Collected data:
PR #1824, opened 2026-09-11
custom contact header when answering

abdofallah:


sipsorcery:
@abdofallah what's the use case for this?

It can be a footgun to set the Contact header. If it's done incorrectly or mistakenly it can break subsequent requests getting through to the correct end point.

If the requirement is to deal with NAT or set a transport wide Contact address there is already [SIPTransport.ContactHost](https://github.com/sipsorcery-org/sipsorcery/blob/fe4d1d2b3d192d0374a1b9780cbc19f71078de71/src/SIPSorcery/core/SIP/SIPTransport.cs#L138).

PR #1831, opened 2026-09-18
Unobsolete the pixel convert methods that allocate a new byte buffer

sipsorcery:
The new high performance IBufferWriter overloads working well but they do involve more work and understanding to use. In many cases, such as small resolutions and/or frame rates, the simplere buffer based overloads can be preferrable.

This PR unobsoletes the original pixel conversion methods and adds a specific remark about switching if performance is likely to become an issue.


sipsorcery:
@paulomorgado fyi.

paulomorgado:
@sipsorcery, I'll just say this will not drive adoption.

[ArrayBufferWriter<T> Class](https://learn.microsoft.com/en-us/dotnet/api/system.buffers.arraybufferwriter-1) is available for .NET Standard 2.1 and .NET Core 3.0+, but does not use pooled memory.

It might end up in Polyfill: [Consider adding polyfills for ArrayBufferWriter<T> Class](https://github.com/SimonCropp/Polyfill/issues/610)

sipsorcery:
Another alternative is to replace the IBufferWriter parameter with the Span<byte> parameter (like the *Core methods use).  That would keep the conversion methods as non-allocating wthout forcing callers to use a particular allocation approach in their apps.

```
public static int ToI420(ReadOnlySpan<byte> source, Span<byte> output, int width, int height, int stride, VideoPixelFormatsEnum sourcePixelFormat)
```

paulomorgado:
> Another alternative is to replace the IBufferWriter parameter with the Span parameter (like the *Core methods use). That would keep the conversion methods as non-allocating wthout forcing callers to use a particular allocation approach in their apps.
> 
> ```
> public static int ToI420(ReadOnlySpan<byte> source, Span<byte> output, int width, int height, int stride, VideoPixelFormatsEnum sourcePixelFormat)
> ```

That requires the length of the buffer to be known by the caller and the buffer to be allocated first, and that can be even more code. That's why I decided to go with `IBufferWriter<T>`.

When span/memory starts going into all the code to/from sockets, this will become simpler and cleaner.

For now, I would just `#pragma` disable the warning until everything is in place.

sipsorcery:
> When span/memory starts going into all the code to/from sockets, this will become simpler and cleaner.

Then that would be the time to revisit whether the existing byte[] methods should be obsoleted.

The new IBufferWriter approach is more complicated for the same or worse performance unless you also build buffer recycling with cross-thread ownership tracking at which point it's much more complicated for a modest win. That's why the byte[] overloads shouldn't be obsolete: they're the right default for the path where the samples need to be marshalled to the UI. The IBufferWriter overloads are there for the callers who've done that work or who consume the frame before the call returns.

Another way to put it is the allocation the byte[] overload performs is providing ownership semantics and convenience. Switching to IBufferWriter means those ownerhsip semantics have to be reimplemented and I don't believe the majority of the library users want to do that.

paulomorgado:
> unless you also build buffer recycling with cross-thread ownership tracking

I don't understand what you mean by this, but [`ArrayPoolBufferWriter<T>`](https://github.com/CommunityToolkit/dotnet/blob/b135626dd54d33b8f05f2ff31591592c004aa848/src/CommunityToolkit.HighPerformance/Buffers/ArrayPoolBufferWriter%7BT%7D.cs) uses [`ArrayPool<T>`](https://learn.microsoft.com/en-us/dotnet/api/system.buffers.arraypool-1) which is battle-tested by the BCL itself and a lot of third-party libraries throughout the ecosystem.

> Another way to put it is the allocation the byte[] overload performs is providing ownership semantics and convenience. Switching to IBufferWriter means those ownerhsip semantics have to be reimplemented and I don't believe the majority of the library users want to do that.

I don't know what you mean by this, but I don't recall ever seeing callee memory ownership semantics as a good thing. Given a choice, I doubt anyone building a performant system would choose callee memory ownership over caller ownership. But maybe that's my way of thinking.

sipsorcery:
Here is an actual case where I've used a new [overload](https://github.com/sipsorcery-org/sipsorcery/blob/9f5206b37ad3a0207f5f321c90414174a1049d58/examples/SIPExamples/VideoPhoneCmdLine/Program.cs#L298).

The `WrittenSpan.ToArray()` allocates the same byte[] array in order to get a safe object to pass to the UI thread. The way to avoid that `WrittenSpan.ToArray()` is to create some sort of lifecycle manager with an IBufferWriter where the bytes that the UI thread needs to read are not going to be overwritten by the decoder thread.

Do you have a code example of how the ArrayPoolBufferWriter can be used for cross threaded access while still avoding a new byte[] alocation?

paulomorgado:
> Here is an actual case where I've used a new [overload](https://github.com/sipsorcery-org/sipsorcery/blob/9f5206b37ad3a0207f5f321c90414174a1049d58/examples/SIPExamples/VideoPhoneCmdLine/Program.cs#L298).
> 
> The `WrittenSpan.ToArray()` allocates the same byte[] array in order to get a safe object to pass to the UI thread. The way to avoid that `WrittenSpan.ToArray()` is to create some sort of lifecycle manager with an IBufferWriter where the bytes that the UI thread needs to read are not going to be overwritten by the decoder thread.
> 
> Do you have a code example of how the ArrayPoolBufferWriter can be used for cross threaded access while still avoding a new byte[] alocation?

Check #1837

PR #1837, opened 2026-09-21
Refactor video frame buffer management and disposal

paulomorgado:
## Summary

- Replace the shared BGR conversion buffer with a per-frame `ArrayPoolBufferWriter<byte>`, supporting both I420 conversion and direct BGR writes and disposing each writer after the UI consumes the frame.
- Pass local and remote frame data to `ShowFrame` as `ReadOnlySpan<byte>` and copy directly into locked GDI+ bitmap memory, avoiding intermediate arrays and `Marshal.Copy`.
- Copy FFmpeg-owned decoded frames through the managed `RawImage.CopyTo(byte[])` overload, using the image's reported stride and buffer size without pinning managed memory.
- Return rented frame arrays after every UI rendering attempt and use explicit pixel-format handling to make unsupported formats and frame cleanup clearer.

### `ShowFrame`

- Change the frame parameter from `byte[]` to `ReadOnlySpan<byte>`, allowing callers to pass the written portion of a pooled buffer without allocating another array.
- Create a byte view of the input with `MemoryMarshal.AsBytes` and copy directly into the memory returned by `Bitmap.LockBits`.
- Replace `Marshal.Copy` with span-to-span copies over the locked bitmap memory:
  - When the source and bitmap strides match, copy the complete frame as one contiguous block.
  - When the strides differ, copy `width * 3` bytes per row so source and GDI+ padding are handled independently.
- Preserve the existing bitmap reuse behavior, including recreating and disposing the bitmap only when the frame dimensions change, unlocking it in a `finally` block, and invalidating the picture box after the copy.
- Clarify that callback-owned managed buffers remain valid while the UI callback runs and that `Format24bppRgb` uses BGR byte order in memory.

### `OnVideoSourceRawSample`

- Replace the shared static BGR writer with a local `ArrayPoolBufferWriter<byte>` for each accepted frame. `BeginInvoke` only queues `ShowFrame` and returns, so `OnVideoSourceRawSample` can fire again before the previous UI delegate has finished reading its frame, even if the source event callbacks themselves are serialized.
- Reusing a global writer would allow the next event callback to clear and repopulate the same backing buffer while an earlier `ShowFrame` still references it, potentially displaying overwritten or partially updated frame data. A per-frame writer gives every queued UI operation exclusive ownership of its own pooled storage.
- Replace the conditional format handling with an explicit switch:
  - Convert I420 samples into the per-frame writer and use the stride returned by `PixelConverter.I420toBGR`.
  - Write BGR samples directly into the writer and calculate their stride as `width * 3`.
  - Report unsupported formats and return without queuing a frame.
- Pass `bgrWriter.WrittenSpan` directly to `ShowFrame`, eliminating the previous `ToArray` calls for both converted and already-BGR samples.
- Capture the local writer in the UI callback and dispose it in a `finally` block only after `ShowFrame` completes. This keeps that frame's storage rented and unavailable for reuse throughout the asynchronous handoff, then safely returns it to the pool on both successful and failed rendering.

### `OnVideoSinkDecodedSampleFaster`

- Use `rawImage.Stride` and `rawImage.BufferSize` instead of recalculating the stride and buffer size, preserving the layout reported by the decoded image.
- Rent the destination array from `ArrayPool<byte>` and copy the FFmpeg-owned image immediately with `rawImage.CopyTo(frame)`, using the managed-array overload instead of a pinned pointer and `GCHandle`.
- Wrap `rawImage.CopyTo(frame)` in a `try`/`catch` so that, if copying throws before the frame is queued for rendering, the rented array is safely returned to the pool before the original exception is rethrown. This prevents the failed copy from leaking a pooled buffer without hiding the error.
- Pass `frame.AsSpan(0, bufferSize)` to `ShowFrame`, limiting the view to the populated portion of a potentially oversized rented array.
- Move `ArrayPool<byte>.Shared.Return(frame)` into the UI callback's `finally` block so it runs only after `ShowFrame` has finished reading the frame. `BeginInvoke` only queues the delegate; returning the array immediately after scheduling it would give ownership back to the pool while the queued UI work still references it. The same array could then be rented and overwritten by another operation before the frame is rendered. Returning it after the delegate executes keeps the buffer exclusively owned for the complete asynchronous handoff and still guarantees cleanup when rendering fails.


sipsorcery:
The useful bit in this PR is the snippet below. 

It finally reveals to me a practical and beneficial way to use the ArrayPoolBufferWriter to save allocations. The missing piece for me was that ArrayPoolBufferWriter access a static blob of memory under the hood from `ArrayPool<byte>.Shared` and the `bgrWriter.Dispose()` releases that memory for reuse when finished. That's the missing ownership semantics I was talking about.

So now I can see the benefit but it very dependent on a developer knowing about the ArrayPoolBufferWriter implementation and ensuring they use it the correct way and call Dispose (I already used it incorrectly by creating a static instance). It's taken me a substatntial amount of time to get to this point and the question remains is there a better way to avoid other devs having to go through the same thing?

```
mediaEndPoints.VideoSource.OnVideoSourceRawSample += (uint durationMilliseconds, int width, int height, byte[] sample, VideoPixelFormatsEnum pixelFormat) =>
{
	if (_isFormActivated)
	{
		int stride;
		ArrayPoolBufferWriter<byte> bgrWriter;

		switch (pixelFormat)
		{
			case VideoPixelFormatsEnum.I420:
				bgrWriter = new();
				int bytesWritten = PixelConverter.I420toBGR(bgrWriter, sample.AsSpan(), width, height, out stride);
				break;
			case VideoPixelFormatsEnum.Bgr:
				bgrWriter = new();
				stride = width * 3;
				bgrWriter.Write(sample);
				break;
			default:
				Console.Error.WriteLine($"OnVideoSourceRawSample received a sample with an unsupported pixel format of {pixelFormat}.");
				return;
		}

		//if (_form.Handle != IntPtr.Zero)
		//{
		_form.BeginInvoke(() =>
			{
				try
				{
					_localVideoBmp = ShowFrame(_localVideoBmp, _localVideoPicBox, bgrWriter.WrittenSpan, width, height, stride);
				}
				finally
				{
					bgrWriter.Dispose();
				}
			});
		//}
	}
};
```

paulomorgado:
Sorry to not explain myself better.

The "extra code" necessary is more related to the use of `Control.BeginInvoke`, then `ArrayPoolBufferWriter` itself. If you look closely, it's not much different from using `ArrayPool`.

This might look simpler:

```csharp
mediaEndPoints.VideoSource.OnVideoSourceRawSample += (uint durationMilliseconds, int width, int height, byte[] sample, VideoPixelFormatsEnum pixelFormat) =>
{
    if (_isFormActivated && !(pixelFormat is VideoPixelFormatsEnum.I420 or VideoPixelFormatsEnum.Bgr))
    {
        if (!(pixelFormat is VideoPixelFormatsEnum.I420 or VideoPixelFormatsEnum.Bgr))
        {
            Console.Error.WriteLine($"OnVideoSourceRawSample received a sample with an unsupported pixel format of {pixelFormat}.");
            return;
        }

        _form.BeginInvoke(() =>
            {
                int stride;
                ArrayPoolBufferWriter<byte> bgrWriter;

                switch (pixelFormat)
                {
                    case VideoPixelFormatsEnum.I420:
                        bgrWriter = new();
                        _ = PixelConverter.I420toBGR(bgrWriter, sample.AsSpan(), width, height, out stride);
                        break;
                    case VideoPixelFormatsEnum.Bgr:
                        bgrWriter = new();
                        stride = width * 3;
                        bgrWriter.Write(sample);
                        break;
                    default:
                        // This should never happen because of the check above, but just in case.
                        return;
                }

                _localVideoBmp = ShowFrame(_localVideoBmp, _localVideoPicBox, bgrWriter.WrittenSpan, width, height, stride);
            });
    }
};
```

but that means that the conversion work will be done in the UI thread and the input `sample` is being captured, which might come with its own issues.

paulomorgado:
If the library used singleton observers instead of events, this could be made simpler by using `ReadOnlyMemory`,`IDisposable` to end down the ownership to the callee.

But it's dangerous with multicast events because any subscriber could dispose the buffer and one should.

sipsorcery:
> but that means that the conversion work will be done in the UI thread and the input sample is being captured, which might come with its own issues.

The original approach of doing it on the RTP receiving thread is better but either way that's not the crux of the issue. It's the ability to use the PixelConverter methods in a pragamtic way.

Your code sample cleared it up for me and I can see there is now a good approach if a developer is aware of ArrayPoolBufferWriter AND is happy to pull in the CommunityToolkit.HighPerformance dependency.

There will be developers who not in one or both those categories and in those cases the byte[] overloads are a good compromise. I'm still inclined to unobsolete them.

paulomorgado:
I can submit PRs for the other places where this pattern is used.

Issue #920, opened 2023-09-26
Fix CFNetwork runtime warning on Xcode 15


OlenaPostindustria:
**Describe the bug**
There is a runtime warning that appears on Xcode 15. 

**To Reproduce**
1. Run PrebidDemoSwift using Xcode 15.
2. Run any test case.
3. See runtime warning

<img width="998" alt="image" src="https://github.com/prebid/prebid-mobile-ios/assets/92721590/95c082d1-698b-4a09-acd5-3113036d77c5">

positivefx:
Hi, I am also running into this issue. Is there a status on this fix?

aiFigueiredo:
I stumbled upon this issue as a dependency I require has Prebid as a dependency. 
Would a suitable fix for this be removing L104 in `PrebidServerConnection` as the data is already passed into `uploadTask`?

aiFigueiredo:
Opened #955 to get this fixed

aiFigueiredo:
FYI: PR to address this was merged

PR #955, opened 2024-02-13
Remove data from request as its already contained on the uploadTask

aiFigueiredo:
This PR is to address issue #920 where an error is shown on`session.uploadTask` when the request contains a body.

As the title states, the data should not be required in the request as its already passed to the `uploadTask` method.


aiFigueiredo:
Thanks @jsligh, what do we need to get this merged in and on a new release?

aiFigueiredo:
Thanks @jsligh, appreciate the 👀 and the info.

PR #957, opened 2024-02-23
938 Fixed Device UA being empty on First Bid Request

### LINKED ISSUE #938: device.ua always empty in the first prebid bid request
**Describe the bug**

Hi team,
we've tested the new iOS version 2.1.6, the prebid-mobile version is correct, and the device.ua field no longer includes the app version. However, we still experience an issue, in the first prebid bid request, the user agent is always empty. It seems as though, Prebid sdk is not able to detect the user agent in the first request.

**To Reproduce**

Here is the request:
{ "app": { "bundle": "484115113", "domain": "leboncoin.fr", "ext": { "prebid": { "source": "prebid-mobile", "version": "2.1.6" } }, "name": "Leboncoin", "publisher": { "id": "3296" }, "storeurl": "https:\/\/apps.apple.com\/fr\/app\/leboncoin\/id484115113", "ver": "6.89.0" }, "device": { "connectiontype": 2, "ext": { "atts": 3, "prebid": { "interstitial": { "minheightperc": 1, "minwidthperc": 1 } } }, "h": 844, "ifa": "3F6929E8-CF38-4F99-A17A-72A2902740C7", "language": "fr", "lmt": 0, "make": "Apple", "model": "iPhone", "os": "iOS", "osv": "17.0.3", "pxratio": 3, "ua": "", "w": 390 }, "ext": { "prebid": { "cache": { "bids": {}, "vastxml": {} }, "storedrequest": { "id": "3296" }, "targeting": {} } }, "id": "368AAD93-FB1F-4A75-B137-48926F5F2EBE", "imp": [{ "banner": { "format": [{ "h": 844, "w": 390 }], "pos": 7 }, "clickbrowser": 1, "ext": { "prebid": { "storedrequest": { "id": "30312907" } } }, "id": "A1252508-3C58-4829-A142-5CB17840E609", "instl": 1, "secure": 1 }], "regs": { "ext": { "gdpr": 1 } }, "source": { "tid": "3280A47A-8EE8-4D22-BA07-13746839F0B7" }, "user": { "ext": { "consent": "CPyc0sAPyc0sAAHABAFRDXCsAPLAAHLAAAAAJoNB_G_dTyPi-f59YvtwYQ1P4VQnoyACjgaNAwwJiVLBMI0EhmAIKAHqAAACIBAkICZAAQBlCAHAAAAA4IEAASMMAAAAIRAIIgCAAEAAAmJICABZC5AAAQAQgkwAABUAgAICABsgSDAAAAAAFAAAAAgAAAAAAAAAAAAAQAAAAAAAAgAAAAAAAAAAEAAEABAAAAAAAAAAAAAAAAAEEAQATDQuIAGwJGQmkDCIAACMIAgCgBABRAJCwQAEBKgAEEYACjAAAABFAAAAAAAAEBAAAAAAgAQgAAAAYEAgAAAEAAAAEAgEAAAAACAAABAAAAAEAMAAAAAAgAIAAAIAQAAhAAgAJAgACAAAAgAAAAAAAAAgEAAAAAAAAAAAAAAAAQAxQAGAAIgoDAAMAARBQIAAYAAiCgA" } } }

**Expected behavior**

For all bid requests to correctly include the device.ua field.

Thank you
Ghada.

jsligh:
Fixes #938 

Removes the race condition and uses UIWebView instead of WKWebView.  UIWebView does javascript calls synchronously while WKWebView does javascript asynchronously which is why the race condition is occurring.  While synchronous execution might take an extra second, it prevents a lot of headaches and dispatch_once makes sure this only happens once.  The UserAgent is also cached in the shared PBMUserAgentService.

### DIFF
--- a/PrebidMobile/PrebidMobileRendering/Utilities/PBMUserAgentService.m
+++ b/PrebidMobile/PrebidMobileRendering/Utilities/PBMUserAgentService.m
@@ -79,7 +79,7 @@
             numberOfLoops = [NSNumber numberWithInt:value + 1];
         }
     }
-    return [NSString stringWithFormat:@"%@", self.userAgent];
+    return [NSString stringWithFormat:@"%@", self.userAgent ?: @""];
 }
 
 #pragma mark - Private Methods


PrebidMobile/PrebidMobileRendering/Utilities/PBMUserAgentService.m
```diff
@@ -30,7 +30,7 @@
 
 @interface PBMUserAgentService()
 
-@property (nonatomic, strong) WKWebView *webView;
+@property (nonatomic, strong) UIWebView *webView;
```
YuriyVelichkoPI, line 33: We can't use UIWebView. It is deprecated. It's usage may block the submission of the app into App Store.

YuriyVelichkoPI (changes requested):

PrebidMobile/PrebidMobileRendering/Utilities/PBMUserAgentService.m
```diff
@@ -68,6 +70,13 @@ - (instancetype)init {
 #pragma mark - Public Methods
 
 - (nonnull NSString *)getFullUserAgent {
+    if (self.userAgent == nil) {
+        self.uaSemaphore = dispatch_semaphore_create(0);
```
YuriyVelichkoPI, line 74: If two ad units call this method at the same time before ua is obtained, the semaphore will be repeated, with unpredictable consequences

YuriyVelichkoPI: I'm not sure about using semaphore here. It is a tool dedicated to multithreading access to resources. But we need just to lock the process for any resource consumer. So, for me, using NSLock will be much more convenient here. It will let us avoid using the while loop for waiting for the resource. But we still need to be sure of proper unlocking.

YuriyVelichkoPI (changes requested):

PrebidMobile/PrebidMobileRendering/Utilities/PBMUserAgentService.m
YuriyVelichkoPI: NSLock doesn't lock anything itself. But yes, the requirement that lock() and unlock() should be called on the same thread makes it hardly usable in this situation. 

The current implementation looks good. However, this [loop](dispatch_semaphore_wait) looks potentially endless. In the case when the semaphore will be actually incremented before the start of the loop, the wait will always be finished with a timeout. Does it make sense to add an extra check for userAgent inside the loop or limit the number of possible loops?

Issue #976, opened 2024-05-09
The app is frozen because it is in a loop


DevOpsAppsIOL:
**Describe the bug**
After updating the Prebid library from version 2.1.6 to major versions, when requested by the adv, the app is frozen.

**The problem**
I'm stuck in this loop:
```
- (nonnull NSString *)getFullUserAgent {
    if (self.userAgent == nil) {
        NSNumber *numberOfLoops = [NSNumber numberWithInt: 0];
        while (dispatch_semaphore_wait(self.uaSemaphore, DISPATCH_TIME_NOW + 1) && [numberOfLoops intValue] < 100) {
            [[NSRunLoop currentRunLoop] runMode:NSDefaultRunLoopMode
                                     beforeDate:[NSDate dateWithTimeIntervalSinceNow:10]];
            int value = [numberOfLoops intValue];
            numberOfLoops = [NSNumber numberWithInt:value + 1];
        }
    }
    return [NSString stringWithFormat:@"%@", self.userAgent ?: @""];
}
```

In older versions there was no while loop. but a simple:
```
- (nonnull NSString *)getFullUserAgent {
    return [NSString stringWithFormat:@"%@", self.userAgent];
}
```

**Expected behavior**
I expect there are no while loops blocking the entire application.

hkimmgni:
@DevOpsAppsIOL , what version are you seeing this issue on? is it v2.2.1?

vgorloff:
Same issue here. App just stuck and does nothing. Loop jus blocks UI completely.
Would be nice if you will transform code to avoid synchronous operations, such as semaphores.

YuriyVelichkoPI:
@OlenaPostindustria, could you please take a look at the issue when you have time?

DevOpsAppsIOL:
> @DevOpsAppsIOL , what version are you seeing this issue on? is it v2.2.1?
Hi @jsligh,
I encountered the problem in versions 2.2.0 and 2.2.1. 
I'm currently using 2.1.6 which doesn't give me any problems.
I'm waiting for a new version with the fix.
Thank you.

YuriyVelichkoPI:
Hi @DevOpsAppsIOL et, al. 

Please review the alternative implementation that should fix the issue: https://github.com/prebid/prebid-mobile-ios/pull/983 
The ua will still be present in each request. 

This [comment](https://github.com/prebid/prebid-mobile-ios/pull/983#issuecomment-2122626417) shows the time of fetching the ua.

[...]

PR #983, opened 2024-05-21
Fix device UA being empty on first bid request without blocking application

OlenaPostindustria:
#976

### DIFF
--- a/PrebidMobile/PrebidMobileRendering/Utilities/UserAgentService.swift
+++ b/PrebidMobile/PrebidMobileRendering/Utilities/UserAgentService.swift
@@ -27,27 +27,29 @@ public class UserAgentService: NSObject {
     override init() {
         super.init()
         
-        generateUserAgent()
+        fetchUserAgent()
     }
     
-    public func generateUserAgent(completion: (() -> Void)? = nil) {
+    public func fetchUserAgent(completion: ((String) -> Void)? = nil) {
         // user agent has been already generated
         guard userAgent.isEmpty else {
-            completion?()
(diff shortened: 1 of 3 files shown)


PrebidMobile/PrebidMobileRendering/Utilities/UserAgentService.swift
```diff
@@ -0,0 +1,54 @@
...
+    
+    private let webView = WKWebView()
+    
+    override init() {
+        super.init()
+        
+        generateUserAgent()
+    }
+    
+    public func generateUserAgent(completion: (() -> Void)? = nil) {
```
YuriyVelichkoPI, line 33: Let's call this method `fetchUserAgent` . 

Also looking at the signature, I expect that the UA string will be a parameter of the completion handler. I see that it is not applicable for the current usage of this method, but please consider such interface changes.

YuriyVelichkoPI (changes requested):
Could you also measure the average, minimum, and maximum time for extracting the user agent string, as well as the number of errors per 1 million attempts from different web view instances?

The current solution does not have a timeout option, so we need to ensure that the value will be fetched reliably.

OlenaPostindustria:
> Could you also measure the average, minimum, and maximum time for extracting the user agent string, as well as the number of errors per 1 million attempts from different web view instances?
> 
> The current solution does not have a timeout option, so we need to ensure that the value will be fetched reliably.

min - 0.0004010200500488281 s
max - 0.521765947341919 s
average - 0.0019949429631233215 s
number of errors per 1 million attempts - 2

__Task description__. Output only an exact transcription of the lines above from the one with "Would be nice" up to and including the one with "I encountered the".

__Exercise result__.
Would be nice if you will transform code to avoid synchronous operations, such as semaphores.

YuriyVelichkoPI:
@OlenaPostindustria, could you please take a look at the issue when you have time?

DevOpsAppsIOL:
> @DevOpsAppsIOL , what version are you seeing this issue on? is it v2.2.1?
Hi @jsligh,
I encountered the problem in versions 2.2.0 and 2.2.1. 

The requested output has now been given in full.